“We’re rewiring the Internet for freedom.” - dfps
https://medium.com/@dgrobinson/were-rewiring-the-internet-for-freedom-f1ec9a43785d
======
otoburb
Refraction networking depends on an incentive scheme where the costs of
cutting off all outside TLS access is too great a burden to bear for censoring
networks or countries.

However, some countries are actively working to build enough self-sufficiency
and content that a smaller and smaller minority of their users will ever
"need" to reach beyond state-observed wall gardens.

The effectiveness of technologies like refraction networking can be amplified
if paired with compelling content only accessible outside tightly controlled
cyber-borders. Unfortunately, this is much harder than it sounds.

I'm glad to hear that "larger, longer-term trial deployments" of TapDance are
in the works.

------
dfps
Until this month, when I saw this I would have first thought of China and
Russia and those others. But now I'm starting to think about North America.

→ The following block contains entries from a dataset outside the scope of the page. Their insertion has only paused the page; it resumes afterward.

PR #121, opened 2017-11-20
Allow gradle to generate wrapper

yunghuffy:
It's come to my attention that the gradle wrapper has been part of gradle's SOP for a while: https://docs.gradle.org/current/userguide/gradle_wrapper.html . It seems like these files are just generated by a task we're already including in the build.gradle.

To create the wrapper, all I had to do was `gradle wrapper`.


acrewdson:
@champain I'm confused here, since the docs you link to say `The Wrapper is something you should check into version control`, and they emphasize the word `should`. Is your interpretation of that something like, 'you should check in the ability to generate the wrapper, but not the wrapper script itself'?

yunghuffy:
So look at what's spurring this. We haven't updated gradle in years. The version we're dependent on is from 2014, and it's preventing us from running the version of groovy we'll actually be deploying this code to in Jenkins.

My real objection is the upgrade path. If I upgrade gradle and the wrapper, are you ok with me PRing all of that generated code? My instinct is that we don't 1. need to PR generated code and 2. don't want to PR generated code.

I'm certainly willing to listen to reason on this one, though.

acrewdson:
@champain I'm all for not checking-in the `gradlew` if we can avoid it (should we have some mention of how to generate it in the README?), but was just thrown off by that sentence and was curious what you made of it. Glad to follow your recommendation here -- you've been digging into it and I haven't. Also curious what @imuchnik thinks.

acrewdson (approved):
Seems good to me; would also like @imuchnik to take a look, though.

imuchnik:
It's been a while since I thought about it. I think we do need gradlew, but not gradle. We can upgrade the version of both groovy and gradle in 
build.gradle and gradle-wrapper.properties respectively.

UPDATE: I checked in the wrapper files in so that other dev would not need to install gradle. 
To generate the wrapper with gradle task you would ned to have gradle installed.  
Some docs here:
https://docs.gradle.org/current/userguide/gradle_wrapper.html

.gitignore
```diff
@@ -3,6 +3,10 @@
 build/
 sandbox/
 *.iml
+gradle/
+build/
+gradlew
```
imuchnik, line 8: We'd need both of those lines for developers who do not have gradle installed.

imuchnik (changes requested):

yunghuffy:
I think I see the usefulness of the gradle wrapper, and I understand that we can update libraries using it, but I think this is more of a philosophical thing. For instance if it installs gradle, then why not java, too?

I think I object generally to having a package manager in my git repos. I would rather have Homebrew, apt, yum, or pkg manage gradle then have a wrapper script create a consistent environment without worrying whether or not all of gradle's dependencies were installed and other package manager-like tasks.

I'm willing to accept group consensus on this, though.

yunghuffy:
I think there's little support for this movement. Closing.

PR #123, opened 2017-11-24
DEV-2502 - update default Checkmarx preset to use a newer one

imuchnik:
Changing default  preset for checkmarx


acrewdson (changes requested):
I think a bunch of other commits snuck into this PR. Also can you update the PR title?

(The article begins) For the last two years, a team of engineers and
researchers has quietly been working to develop new technology for Internet
freedom.

Today, we are pleased to share results from the first large-scale field trial
of refraction networking, a fundamentally new way to help people around the
world learn and communicate online in the face of censorship. We served more
than 50,000 users, for more than a week, by deploying refraction networking at
partner ISPs.